- Central District (Bandar-e Anzali County) Location within Iran
- Coordinates: 37°29′N 49°27′E﻿ / ﻿37.483°N 49.450°E
- Country: Iran
- Province: Gilan
- County: Bandar-e Anzali
- Capital: Bandar-e Anzali

Population (2016)
- • Total: 139,015
- Time zone: UTC+3:30 (IRST)

= Central District (Bandar-e Anzali County) =

District in Gilan province, Iran

The Central District of Bandar-e Anzali County (بخش مرکزی شهرستان بندر انزلی) (Note: Formerly Bandar-e Pahlavi County) is in Gilan province, in northwestern Iran.
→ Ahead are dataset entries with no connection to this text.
PR #56, opened 2026-05-19
RFC 0056: Improving RelEng Deployment Velocity & Confidence

bhearsum:
[rendered](https://github.com/bhearsum/releng-rfcs/blob/push-qxmrznsrlrmq/rfcs/0056-improve-velocity-and-confidence.md)

### DIFF
--- a/rfcs/0056-improve-velocity-and-confidence.md
+++ b/rfcs/0056-improve-velocity-and-confidence.md
@@ -1,0 +1,92 @@
+# RFC 0056 - Improving RelEng Deployment Velocity & Confidence
+* Comments: [#56](https://api.github.com/repos/mozilla-releng/releng-rfcs/issues/56)
+* Proposed by: @bhearsum
+
+# Summary
+
+We will speed up the rate at which we deploy changes to RelEng systems and improve our confidence around deployments. We will aim to deploy weekly and have automatic monitoring and rollback of deployments. This may pave the way for future improvements (eg: continuous deployments), but those are explicitly out of scope for the time being.
+
+## Background & Motivation
+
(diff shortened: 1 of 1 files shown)


ahal:
This is great, no notes!

Though I do have an adjacent thought. It would be neat if we could codify this in `mozilla-releng/reps`. E.g, have a separate template for "services" vs "packages".

I suspect most services will be different enough from one another that most of the things mentioned in this RFC will not be possible to make turnkey.. But perhaps there are some mozcloud config files, or taskcluster tasks that would generally be needed across any service we maintain.

This shouldn't be high priority because we basically never create new services these days, but on the other hand, `mozilla-releng/reps` now has the ability to update existing projects based on the template (ish)..

bhearsum:
> This is great, no notes!
> 
> Though I do have an adjacent thought. It would be neat if we could codify this in `mozilla-releng/reps`. E.g, have a separate template for "services" vs "packages".

This seems like a smart idea (although I wonder how it works out in a case like balrog, where we have a mini monorepo containing two services (`balrog` and `agent` and a package (`client`).

> 
> I suspect most services will be different enough from one another that most of the things mentioned in this RFC will not be possible to make turnkey.. But perhaps there are some mozcloud config files, or taskcluster tasks that would generally be needed across any service we maintain.

Most of the relevant MozCloud stuff lives in other repositories, but at the very least I guess we have a couple of GitHub actions that this could cover. (And IIRC, some of the Taskcluster IaC might come from the Taskcluster repo, so maybe there's a model for doing more?).

Taskcluster tasks could obviously be covered by this, of course.

jcristau:
I like this, thank you!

Its capital is the city of Bandar-e Anzali. (Note: Formerly Bandar-e Pahlavi)

==Demographics==
===Population===
At the time of the 2006 National Census, the district's population was 130,851 in 38,810 households. The following census in 2011 counted 138,001 people in 45,096 households. The 2016 census measured the population of the district as 139,015 inhabitants in 48,192 households.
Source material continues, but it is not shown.